A University of Washington seminar, “Calling BS in the Age of Big Data,” promises to help students develop a BS detector — and it's become a global phenomenon, with universities as far away as Australia planning to teach a version of it this fall.What are the 5 P's of big data? ›
It takes several factors and parts in order to manage data science projects. This article will provide you with the five key elements: purpose, people, processes, platforms and programmability , and how you can benefit from these in your projects.What does I am calling BS mean? ›
Calling bullshit is a performative utterance, a speech act in which one publicly repudiates something objectionable. The scope of targets is broader than bullshit alone. You can call bullshit on bullshit, but you can also call bullshit on lies, treachery, trickery, or injustice.What is BS in data? ›
Bachelor's Degree in Data Science
in Data Science degree gives students the skills, tools, and experiences to make intelligent, data-driven decisions and draw conveyable meaning from data sets, positioning them for data science careers in nearly every industry imaginable.

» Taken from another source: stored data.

PR #900, opened 2020-12-22
change dcrdex harness port

chappjc:
dcrdex listens on 7232 by default.  For some reason our harnesses use 172**73**, which deviates from the usual tweak of adding or modifying a single digit.  I suspect this was a typo from months ago that just stuck.  However, every so often I try to interact manually with the dcrdex harness and it takes me a while to recall this oddity.  This changes the port to 17232 (i.e. 7232 + 10000)

### DIFF
--- a/client/cmd/dexcctl/simnet-setup.sh
+++ b/client/cmd/dexcctl/simnet-setup.sh
@@ -12,7 +12,7 @@ echo configuring Bitcoin wallet
 echo configuring Litecoin wallet
 ./dexcctl -p abc -p "" --simnet newwallet 2 ~/dextest/ltc/alpha/alpha.conf '{"walletname":"gamma"}'
 echo registering with DEX
-./dexcctl -p abc --simnet register 127.0.0.1:17273 100000000 ~/dextest/dcrdex/rpc.cert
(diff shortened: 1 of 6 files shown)


buck54321:
Fine, but I think the convention is really to add 10k for **testnet**, and then add one to that for **simnet**. If you suspect that we'll ever want a separate default port for testnet, now might be the time to do it.

chappjc:
Hmm good point @buck54321.  I skipped a network here.

Although checking with dcrd, I don't know what the heck the simnet convention is:

```
$ dcrd --simnet
...
[INF] RPCS: RPC server listening on [::]:19556
[INF] CMGR: Server listening on [::]:18555                          // vs 9108 (mainnet) and 19108 (testnet)
[INF] RPCS: RPC server listening on 127.0.0.1:19556
[INF] CMGR: Server listening on 0.0.0.0:18555
```

bitcoind seems to have its own bizarre convention.

JoeGruffins (approved):

chappjc:
Although I find 17273 (not 17232) very confusing, this is not inappropriate for simnet since testnet would be 17273.  Closing.  Maybe we change all these dcrdex simnet ports to something like 17255 in the future, but it's not worth messing with this now.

The 3 V's (volume, velocity and variety) are three defining properties or dimensions of big data. Volume refers to the amount of data, velocity refers to the speed of data processing, and variety refers to the number of types of data.What does BS in data science mean? ›
The B.S. in Data Science spans academic fields in computer science and mathematics such as machine learning and statistical inference, probability, linear algebra, computer programming, software engineering, data mining, high-performance computing, and cloud computing.What is BS data management? ›
Bachelor of Science, Data Management/Data Analytics. The B.S. in Data Management/Data Analytics is designed to prepare. science professionals who can set up a database environment, design. databases, acquire data, wrangle it, analyze it, and visualize it to.